In this scenario, you are slowly migrating to the new password scheme, but the old one is still supported.

If there is any vulnerability in phpass like a memory leak or something crazy, you are not using it at all in most of your passwords as users login.

Answer 3

The one-time wrapping of PHPass in bcrypt should indeed provide significant additional offline bruteforce resistance. As I commented above, using default work factors, hashcat can crack PHPass fallback md5crypt-style PHPass about 500 times faster than bcrypt.

Reusing the inner PHPass salt for use with the outer bcrypt seems reasonable. (It certainly seems better than a static salt!) Your legacy bcrypt salts will not be quite random -- but only non-random relative to the inner PHPass hash that is not yet known to the attacker.

Since each bcrypt and PHPass are still randomly salted relative to all other hashes of their type, the distribution of salts still provides the broad resistance to bruteforce that salts are supposed to.

I can't think of a way that knowing the PHPass salt in advance would provide any additional advantage to the attacker. And even if it does provide a slight advantage, it will almost certainly be outweighed by the higher cost of cracking bcrypt.

Answer 4

What you are doing is essentially a key expansion. But phpPass already does this (as does bcrypt), so what you're really doing from a security standpoint is (slightly) increasing security by adding one more round, nothing more.

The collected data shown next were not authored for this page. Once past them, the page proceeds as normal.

PR #891, opened 2020-02-18
Streamline and redocument the new StellarGraph constructor

huonw:
This makes the final changes to the `StellarGraph` constructor that we need to consider it non-experimental. This effectively deprecates the NetworkX form (e.g. `StellarGraph(g_nx, node_features=...)`), replaced by `StellarGraph.from_networkx`, and moves the new form front-and-centre. Summary of changes:

- moves where the Pandas node and edge DataFrames are passed: they were late in the argument list and so required keywords `StellarGraph(nodes=n, edges=e)`, but are now first, and so passing as positional arguments is possible `StellarGraph(n, e)` (keywords still works, though)
- tweaks some argument names to make more sense with the new form (`edge_weight_label` -> `edge_weight_column`), and 
- forces everything other than the nodes and edges arguments to be passed using keyword arguments, e.g. `StellarGraph(n, e, True)` is an error, it has to be `StellarGraph(n, e, is_directed=True)`. This gives us more flexibility for changes in future.
- entirely rewrites the class documentation to reflect the new form; rendered docs (linked here for convenience): https://stellargraph--891.org.readthedocs.build/en/891/api.html#stellargraph.core.StellarGraph
- removes the experimental warning from the code (and from the docs)

The NetworkX form does not yet give a `DeprecationWarning`, because that would cause a significant chunk of our tests and examples to emit these warnings; once we've made progress on #717, we can add a proper warning here to encourage people to migrate.

**Is changing the argument order, and forcing keyword arguments safe (that is, would it break any existing code)?** I think it is safe. All of our tests and examples use keyword arguments for everything except the graph (first argument), so these do not break, and it seems like this has encouraged all of our users to do the same: based on a moderate sized sample, no (open source) code does `StellarGraph(g_nx, True, "weight_label", "node_type")` or similar. I did this sample by:

- searching in our dependent code: https://github.com/stellargraph/stellargraph/network/dependents?package_id=UGFja2FnZS0xNjI2NTY5NDU%3D
- reviewing the first 10 or so pages of a GitHub search for `StellarGraph` https://github.com/search?q=StellarGraph+-is%3Afork+-org%3Astellargraph&type=Code

#893 does some similar work to clean-up `from_networkx`.

See: #723


stellargraph/core/graph.py
```diff
@@ -41,166 +41,232 @@
...
+        nodes=None,
+        edges=None,
+        *,
         is_directed=False,
-        edge_weight_label="weight",
-        node_type_name=globalvar.TYPE_ATTR_NAME,
-        edge_type_name=globalvar.TYPE_ATTR_NAME,
+        source_column=globalvar.SOURCE,
+        target_column=globalvar.TARGET,
+        edge_weight_column=globalvar.WEIGHT,
```
huonw: I've named this argument `edge_weight_column` rather than `weight_column` so that it's not ambiguous about being a "weight" for nodes  (e.g. a class weight for machine learning, or a scaling parameter for node features or something), however this means it's somewhat inconsistent with `source_column` and `target_column`.

I see our options as:

1. leave it like this (`source_column`, `target_column`, `edge_weight_column`)
2. put `edge` on everything (`edge_source_column`, `edge_target_column`, `edge_weight_column`)
3. leave `edge` off everything (`source_column`, `target_column`, `weight_column`)
4. some other names that are magically not ambiguous?!

Any thoughts this?

Also, is it worth being consistent between this and `from_networkx`? After this change, `from_networkx`'s equivalent argument is different (`edge_weight_label` here, and after #893, `edge_weight_attr`). Does that matter?

kjun9: Option 1 doesn't occur to me as being particularly inconsistent - looks fine IMO!

As for the consistency between this and networkx, I see the parameters as referring to some property in the "input" rather than the result, so I think `column` makes sense here since we're referring to a column in the input dataframe, whereas in networkx it's an attribute in the input networkx graph.

stellargraph/core/graph.py
```diff
@@ -41,166 +41,232 @@
...
+    Edges of different types work in the same way. example instance, if edges have different types based
+    on their orientation::
+
+        horizontal_edges = pd.DataFrame(
+            {"source": ["a", "c"], "target": ["b", "d"]}, index=[0, 2]
+        )
+        vertical_edges = pd.DataFrame(
+            {"source": ["b", "d"], "target": ["c", "a"]}, index=[1, 3]
+        )
+        diagonal_edges = pd.DataFrame({"source": ["a"], "target": ["c"]}, index=[4])
```
kjun9: Is it important that there's no collision between edge indices across different edge types? I was under the impression that it wasn't, but this example kind of suggests that it is

stellargraph/core/graph.py
```diff
@@ -41,166 +41,232 @@
...
+        edge_weight_column=globalvar.WEIGHT,
         node_type_default=globalvar.NODE_TYPE_DEFAULT,
         edge_type_default=globalvar.EDGE_TYPE_DEFAULT,
+        dtype="float32",
+        # legacy arguments:
+        graph=None,
+        node_type_name=globalvar.TYPE_ATTR_NAME,
+        edge_type_name=globalvar.TYPE_ATTR_NAME,
         feature_name=globalvar.FEATURE_ATTR_NAME,
         target_name=globalvar.TARGET_ATTR_NAME,
```
kjun9: were these always unused?

stellargraph/core/graph.py
```diff
@@ -41,166 +41,232 @@
...
-        edge_weight_label="weight",
-        node_type_name=globalvar.TYPE_ATTR_NAME,
-        edge_type_name=globalvar.TYPE_ATTR_NAME,
+        source_column=globalvar.SOURCE,
+        target_column=globalvar.TARGET,
+        edge_weight_column=globalvar.WEIGHT,
         node_type_default=globalvar.NODE_TYPE_DEFAULT,
         edge_type_default=globalvar.EDGE_TYPE_DEFAULT,
+        dtype="float32",
+        # legacy arguments:
```
kjun9: As part of #717 if we're going to keep these legacy arguments with a deprecation warning, maybe we can consider using `**kwargs` instead - I'd imagine it to have a noticeable impact on usability if auto-complete sort of thing shows all these deprecated parameters with names that kind of sound like they might be relevant.

stellargraph/core/graph.py
```diff
@@ -41,166 +41,232 @@
...
-            an explicit type.
-
-        node_features: str, dict, list or DataFrame optional (default=None)
-            This tells StellarGraph where to find the node feature information
-            required by some graph models. These are expected to be
-            a numeric feature vector for each node in the graph.
-
-        nodes: DataFrame or dict of hashable to DataFrame
-            Features for every node in the graph. Any columns in the dataframe are taken as numeric
+        nodes (DataFrame or dict of hashable to Pandas DataFrame):
```
timpitman: technically this is optional?

stellargraph/core/graph.py
timpitman: I think option 1. `edge_weight_column` is good, since a node could have a weight, but not a source or target.

stellargraph/core/graph.py
```diff
@@ -41,166 +41,232 @@
...
         target_name=globalvar.TARGET_ATTR_NAME,
+        edge_weight_label=None,
         node_features=None,
-        dtype="float32",
-        nodes=None,
-        edges=None,
-        source_column=globalvar.SOURCE,
-        target_column=globalvar.TARGET,
     ):
+        import networkx
```
timpitman: If we're importing networkX here, then we have a dependancy on networkX - should it just be imported normally for now?  (presumably it ends up only imported in fromNetworkX / toNetworkX once #717 is completed.)

stellargraph/core/graph.py
timpitman: Agree - eg the init signature in the docs:

kjun9: > Just so I understand completely, you are not suggesting doing it here, but instead doing it later when we add a deprecation warning to this function as part of #717? (Either is fine by me, I just want to understand your suggestion.)

ah yeah I meant it as a suggestion for something to do in #717 once we stop using those arguments in our examples

stellargraph/core/graph.py
kjun9: Ah I see - is it worth an explicit mention here then? Or you intend for this to be not the case soon?

stellargraph/core/graph.py
kjun9: Haha thanks for tracking down the history, yeah it sounds like we could just remove them here

stellargraph/core/graph.py
huonw: I'll add a note about it. I don't personally have any intentions for relaxing it, but I guess it might be a good idea 🤔

stellargraph/core/graph.py
huonw: Ok, I'll leave it as is (option 1). 👍

stellargraph/core/graph.py
huonw: Ok, I added a note to #717 so we remember to do this.

stellargraph/core/graph.py
huonw: I'm mimicking the rest of the file: there's two other places that `import networkx` (`from_networkx` and `to_networkx` as you say) inside functions. The thinking with it doing it here is that it can turn into:

```python
try:
    import networkx
except ImportError:
    networkx = None
```

and then later code can do `if networkx is not None:` for all handling/detection of the deprecated case (`isinstance(nodes, networkx.Graph)` will always be false if the `networkx` package doesn't exist).

In any case, this is unfortunately not the only place that forces us to non-optionally depend on networkx: `stellargraph/data/edge_splitter.py` and `stellargraph/data/epgm.py` seem to use it in intricate ways.

stellargraph/core/graph.py
huonw: Done.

There might be some implementation vulnerabilities in phpPass that might lead to key disclosure (for example not sanitizing memory buffers), but chances of exploitation seem small.

All in all I'd say that you do not decrease security, even if you probably don't increase it significantly.

Even so, some way of migrating the database could be worth pursuing. For example adding a field to the user table to hold a pure bcrypt hash (or NULL). If it is NULL, the phpPass algorithm is used, and if the password validates, the bcrypt field is generated. You can monitor the percentage of bcrypt-filled hash fields to see how the migration is going on. And you can zero the phpPass hash of some test migrated users to verify that everything is working when standing on bcrypt alone (if the system is cleanly designed this is superfluous, but it's still good to to be able to show a Happy Day Scenario to the CEO - a table with code coverages doesn't cut it as much).